任剑涛:纪念邓小平视察南方的谈话,当然具有重要的意义,主要体现在三个方面。第一,推动人们理性确认改革的成败标准。二十年前邓小平的南方谈话,让人们意识到中国的发展只有仰赖社会主义市场经济。中国改革取得巨大的成功,是社会主义市场经济成功实践的结果。但人们在评价中国的成功发展缘由时,常常将成功因素割裂开来:一些人认定,是社会主义市场经济中的社会主义因素促成了中国的疾速发展;另一些论者则认为,中国的成功更多的是由于实行了市场经济,这种经济形式让中国逃脱了斯大林式的计划经济陷阱。

邓小平的南方谈话,实际上强调的是社会主义市场经济对中国持续发展的极端重要性。他指出,中共十三大所决定的党的基本路线不能动,以不争论推进改革。这里突出了一个表述的重要性,即社会主义市场经济的社会主义政治方向与市场结构经济运行机制,不可偏废。作为一个完整的表述,南方谈话将中国发展的社会主义政治保证,与市场经济这一经济保证结合起来,杜绝各取一端的尝试,从而保证了经济发展形态的一贯性。

第二,邓小平的南方谈话,凸显了埋头发展的政策取向,这对试图改变中国发展方向,重回“文化大革命”的极左冲动,是一个根本矫正。

第三,南方谈话有力回答了“中国向何处去”的问题。邓小平以推动中华民族融入现代洪流为己任,不论改革开放经历了多么曲折的历程,邓小平从来没有动摇推动中国从传统到现代转变的信念。这是极为不易的政治决断。

《南方日报》:社会主义似乎长期耽于分配争议,而未能发现有效推进经济发展的方式?

任剑涛:社会主义的第一次出发,没有解决经济稳定持续协调发展的大问题,仅仅执着在政党权力的掌控上。社会主义的第二次出发,发现了国家经济发展的道路,促使国家走上富强的道路。市场经济有缺陷,但解决这些缺陷不能走回头路,不能回到计划经济的老路上去。市场的失灵与政府的失效,需要在法治的轨道上相互矫正。

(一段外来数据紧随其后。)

PR #114, opened 2020-03-12
Fiji: Crop option

jburel:
select the crop option if large image
to test: 
* Open a small image in Fiji, the crop option should not be selected
* Open a large image (image requiring pyramid), the crop option should be selected

cc @dominikl

### DIFF
--- a/src/main/java/org/openmicroscopy/shoola/env/ui/TaskBarManager.java
+++ b/src/main/java/org/openmicroscopy/shoola/env/ui/TaskBarManager.java
@@ -361,8 +361,8 @@ public class TaskBarManager
 			buffer.append(ctx.getGroupID());
 			buffer.append("\niid=");
 			buffer.append(id);
-			buffer.append("]");
-			buffer.append("view=Hyperstack "); // select hyperstack by default
+			buffer.append("] ");
+			buffer.append("view=Hyperstack windowless=false "); // select hyperstack by default
 			if (largePlane) {
 				buffer.append("crop=true ");
 				//TODO: pass if possible the region to crop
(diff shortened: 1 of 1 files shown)


src/main/java/org/openmicroscopy/shoola/env/ui/TaskBarManager.java
```diff
@@ -31,11 +31,7 @@
 import java.io.File;
 import java.io.InputStream;
 import java.io.InputStreamReader;
-import java.util.ArrayList;
-import java.util.HashMap;
-import java.util.Iterator;
-import java.util.List;
-import java.util.Map;
+import java.util.*;
```
dominikl: Was that intentionally?

dominikl:
Looks good. Just wondering about the modified import statements. Possible improvements: The default crop region is the whole image, in which case you'll get the error again (don't know from the top of my head if that could be somehow smartly adjusted too). Once the crop option is ticked because a large image was opened, then this becomes the default. Wonder if it should be unticked again automatically when a non-large image is attempted to be opened.

src/main/java/org/openmicroscopy/shoola/env/ui/TaskBarManager.java
jburel: No ide being annoying 😉

jburel:
I will look into setting the crop dimensions

jburel:
@dominikl crop options will be reset.
I have not found a way to specify the region in the string 
I tried ``X_Coordinate_1`` etc. but it is not picked 
cc @dgault

dominikl:
Looks good 👍 Tested with a local build again, works as expected. Automatically setting a reasonable crop region can be done in follow-up PR, if possible at all.

dominikl:
Still looks good 👍

Issue #94, opened 2019-11-14
Import wrong dataset


jburel:
push the "create" button in dataset creation dialog and push of "add to the queue" button are in normal but quick succession:

1. select a dataset, create new dataset A,click import;
2. while import 1 is running: select a dataset, create new dataset B, click import;
3. while import 1 is running: select a dataset, create new dataset C, click import;
After the import:
import 1 and import 2 are imported to dataset A; import 3 is imported to dataset C. Dataset B was created but empty. I had put a log messages to the LocationDialog::getImportSettings method and it seems so, that the LocationDialog doesn't get the right dataset destination if the time between creating a new dataset and add to queue event is very short and the connection to the server is slow

cc @sukunis @dominikl

jburel:
To avoid such situation and the current implementation of client and server
* either we create the object in the swing thread, this means that UI will block until the object is created and returned by the server
* or we do not create the object server-side when the user click ``New... `` The object will be created only when the import process starts similar to "New from folder"

The first option will be the easiest to implement but probably annoying for users when the server is slow

dominikl:
👍 for the first option. A bit a of delay wouldn't be unexpected at least.

joshmoore:
If there are other remote calls currently happening on the swing thread, then the creation of a dataset is unlikely to be an issue. If there _aren't_, then I'd be for trying to keep it that way since we certainly had in the past locked clients where the user had to force kill.

jburel:
there is no remote call on the swing thread, so hopefully the impact will be limited

jburel:
fixed in https://github.com/ome/omero-insight/pull/120

jburel:
https://github.com/ome/omero-insight/pull/121

PR #120, opened 2020-03-26
import wrong dataset

jburel:
This PR fixes https://github.com/ome/omero-insight/issues/94

The container is now created in the swing thread.
See the description in issue https://github.com/ome/omero-insight/issues/94 for testing instructions

cc @dominikl


jburel:
@dominikl this PR was not included in today's build so I removed it from standup

dominikl:
Looks good. Couldn't replicate the issue #94 with this PR. But I have to admit, although it's just a very short delay it feels a bit weird, like makes you question for a second if you actually clicked the button or not. Wonder if we could give some indication that something's happening. Wait cursor (but afaik we don't do that anywhere in Insight) or deactivate the "Create" button (in the `org.openmicroscopy.shoola.agents.util.ui.EditorDialog`)?

joshmoore:
Going back to https://github.com/ome/omero-insight/issues/94#issuecomment-604546275, J-m said:

> here is no remote call on the swing thread

If that's the case, then what I meant in https://github.com/ome/omero-insight/issues/94#issuecomment-604511096 was that I'd strongly encourage us not to introduce a remote call on the Swing thread. There be dragons if we can at all avoid it.

jburel:
I meant for that sequence. I think we might have one or 2 calls in the Swing thread but that will require confirmation. This is certainly not the norm

jburel:
@dominikl if we are in the swing thread, we won't be able to give feedback
As mentioned on the issue, option 2 is preferable. i will close this PR and see how we can sort that out.

Issue #2062, opened 2022-04-07
TERRAGRUNT_TFPATH regression: no longer overrides dependency's terraform_binary


rhoboat:
### Description of the bug
A customer has been struggling (patiently) with a possible regression in our handling of terraform binaries using `TERRAGRUNT_TFPATH`.

They reported that they found this change in our release notes:

> Updated behavior of terraform_binary. Now terragrunt will always prefer the setting in the configuration. This works around the issue where you need mixed terraform binaries in your project, and terragrunt doesn’t know which one to use when fetching dependencies.

It seems very promising that this change might have introduced a regression.

This only seems to have an impact if you are using `dependency` in your `terragrunt.hcl`.

- TG module A - terragrunt.hcl calls out TG module B as dependency
- TG module B

They both set `terraform_binary`. When you invoke `terragrunt plan` on TG module A, the `TERRAGRUNT_TFPATH` overrides  but when the dependency B is evaluated, its `terraform_binary` setting is used, not `TERRAGRUNT_TFPATH`. The override is only at the top level!

### Expected behavior
Both TG module A and B should be affected by setting `TERRAGRUNT_TFPATH`, even though module B is a dependency in module A.

The customer reported that this was the case for them, until they upgraded Terragrunt from `v0.35.5` to `v0.36.6`. They suspect that it changed somewhere in between, probably at https://github.com/gruntwork-io/terragrunt/releases/tag/v0.35.15.

rhoboat:
Some help with reproducing. Start with some terragrunt.hcl, and also would help to use something like `tfenv`, so that you can manage multiple versions of terraform under the hood, and mess with the override.

# terragrunt.hcl
```hcl
terraform_binary             = "/usr/local/Cellar/tfenv/2.2.2/versions/0.15.3/terraform"
terraform_version_constraint = "0.15.3"

terraform {
  source = "./modules/s3-static-website"
}

inputs = {
  website_domain_name = "foo.com"
}
```

Then have another `terragrunt.hcl` which similarly sets `terraform_binary` as above, and add it as a dependency within the above `terragrunt.hcl`.

After that, in the terminal, set the TERRAGRUNT_TFPATH to `terraform`
$ export TERRAGRUNT_TFPATH=terraform
$ echo $TERRAGRUNT_TFPATH
terraform

Check your version of terragrunt as well:
```bash
$ terragrunt --version
terragrunt version v0.35.5
```

Then check to see what version of terraform gets used by terragrunt:
[...]

PR #2077, opened 2022-04-20
Clarify behavior of terragrunt-tfpath override with respect to dependencies

yorinasub17:
Related to #2062 

#2062 highlighted confusion about what is the desired and implemented behavior of the `TERRAGRUNT_TFPATH` env var, so this PR updates the docs to clarify what should be happening.


rhoboat (approved):

yorinasub17:
Thanks for review! Merging now without waiting for tests given that this is an update to the docs.

Issue #2045, opened 2022-03-18
How to set error_hook expression string for resource exists issue


Simonzhaohui:
Hello,

I'm trying to use error_hook to catch resource exist issue. If I use `.*` in on_errors list, the error_hook can be triggered. But when I use other regex string, the error_hook can't be triggered, example `.*azurerm_resource_group.*`, `".*subscriptions.*resourceGroups.*test.*"`, etc.

How to set error_hook regex expression statement to catch resource exists issue ?

terragrunt.hcl:
```
terraform {
  source = ".//resource-group"

  error_hook "error_hook_1" {
    commands = ["apply"]
    execute  = ["echo", "resource group is exists"]
    on_errors = [
      ".*azurerm_resource_group.*", # how to set regex statement 
      ".*subscriptions.*resourceGroups.*test.*"
    ]
  }
}

inputs = {
  location = "Southeast Asia"
  name = "test"
}

```
main.tf:
```
provider "azurerm" {
  features {}
}
resource "azurerm_resource_group" "rg" {
  location = var.location
  name     = var.name
}
variable "location" {
  description = "Resource Group Location"
  type        = string
  default     = "Southeast Asia"
}

variable "name" {
  description = "Resource Group Name"
  type        = string
}
```
terragrunt apply command output:
```
terragrunt apply -auto-approve

Terraform used the selected providers to generate the following execution
plan. Resource actions are indicated with the following symbols:
  + create

Terraform will perform the following actions:

  # azurerm_resource_group.rg will be created
  + resource "azurerm_resource_group" "rg" {
      + id       = (known after apply)
      + location = "southeastasia"
      + name     = "test"
    }

Plan: 1 to add, 0 to change, 0 to destroy.
azurerm_resource_group.rg: Creating...
╷
│ Error: A resource with the ID "/subscriptions/.../resourceGroups/test" already exists - to be managed via Terraform this resource needs to be imported into the State. Please see the resource documentation for "azurerm_resource_group" for more information.
│
│   with azurerm_resource_group.rg,
│   on main.tf line 4, in resource "azurerm_resource_group" "rg":
│    4: resource "azurerm_resource_group" "rg" {
│
╵
ERRO[0035] 1 error occurred:
	* exit status 1
```

terragrunt version: v0.36.0
terraform version: v1.1.5 

**NOTES:**
 It seems the error_hook expression only matches ERROR messages `"1 error occurred: \n* exit status 1"`, not out Stderr messages.

[...]

PR #2101, opened 2022-05-11
#2045 Fixed pattern matching for error hooks 

denis256:
Included changes:
 * Updated handling of terraform execution to return error with execution outputs which later is used in pattern matching for error hooks
 * Updated integration tests to track that errors generated during the execution of terraform are handled by error hooks

Closes: https://github.com/gruntwork-io/terragrunt/issues/2045


yorinasub17 (approved):
LGTM!

PR #2105, opened 2022-05-12
Allow v0.36 to define disable_bucket_update to make it easier to transition to v0.37

yorinasub17:
__IMPORTANT: Merges into v036-dev, which is a snapshot of v0.36.11__

This PR is intended to be a patch release for `v0.36.x` that is intended to smooth the upgrade process from v0.36 to v0.37. Right now, users can't prepare for the v0.37 update by preconfiguring their terragrunt project with `disable_bucket_update = true`, because `terragrunt` 0.36.11 doesn't support this config (terragrunt crashes if that is set).

In this PR, we add the config variable but do nothing with it so that users can setup for the v0.37 update.

When this is merged to `v036-dev`, I'll go ahead and cut a patch release `v0.36.12` pointing to that branch, and then will delete the branches.


denis256 (approved):

yorinasub17:
Thanks for review! Will merge this in, and then cut 0.36.12

Issue #2104, opened 2022-05-12
Failure to parse S3 backend policy document


rickys-splunk:
#2063 seems to introduce the idea that terragrunt _must_ have management access to the configured backend s3 bucket. This suddenly breaks environments that generate plans with little-more-than-read-only roles and applies with elevated access.

Steps to reproduce:
- Manually create a bucket (or use a bucket that already exists)
- Create a role that has read-only access to that bucket
- Use that bucket for the s3 backend
- Try to run a `terragrunt plan`

I believe when the read only role cannot read/modify the S3 bucket, the s3 api does not return json, so the following error is observed:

社会主义市场经济,是中国作为社会主义国家推出的经济发展之方,到目前为止,充分证明了它的有效性。

邓小平南方谈话在社会主义市场经济的确定方面实现了三大突破:一是突破了党对经济资源的垄断性控制权,三种所有制并存,同等重视,积极发展,这为经济发展提供了强劲的动力;二是突破了政府对经济事务的全面而直接的控制,国家与市场互动,开创了一个经济蓬勃发展的新局面;三是突破了20世纪50年代苏东经济体制改革的既定模式,不仅在微观经济领域中以价格作为撬动杠杆,而且在中观领域启动了行政—法律制度的改革,以便适应社会主义市场经济发展的需要。这三方面是邓小平伟大的突破,也是其最重要的“政治遗嘱”之一。

改革再出发所表现出的这种改革勇气,对于中国来说,是由于中国共产党的宿命就是改革:因应时代而生的中国共产党,就是以改革中国积弊为政党定位的,它也必须表现出改革的勇气,证明自己顺应时势的能力。

南方日报》:这是不是邓小平所讲的“不管黑猫白猫,抓得到老鼠就是好猫”?

任剑涛:对。不管白猫黑猫,抓住老鼠就是好猫。中国改革所抓住的老鼠,首先是GDP,这也是一只低端的老鼠。而抓得住这只老鼠,就是因为抓住了制度绩效这只中端老鼠;而要保持制度绩效,还必须抓得住制度不断优化这只高端老鼠。

《南方日报》:您刚讲到南方谈话对广东再出发也是意义重大,具体怎样看这个问题?

任剑涛:首先,从客观上讲,广东之所以成为改革第一拨出发的重要实验地,最初的选择是一种政治地缘和经济地缘的权宜之计。没料到广东领导和广东人民以杀出一条血路的勇气,打破僵化的教条,敢于创新,大胆借鉴资本主义发展经济的有效做法,对中国经济发展发挥了巨大促进作用,为中国的经济发展开辟了一条独特的道路。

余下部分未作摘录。